GIVEN DATA:
PR #116, opened 2023-09-11
BUG: fix project create yaql type issue

anish-mudaraddi:
creating a project fails when admin or stfc user box left empty - null isn't a list so the workflow fails - change to using an empty list as default value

PROBLEM DESCRIPTION:
All of the material above should be printed out in full, word for word.

SOLUTION:
PR #116, opened 2023-09-11
BUG: fix project create yaql type issue

anish-mudaraddi:
creating a project fails when admin or stfc user box left empty - null isn't a list so the workflow fails - change to using an empty list as default value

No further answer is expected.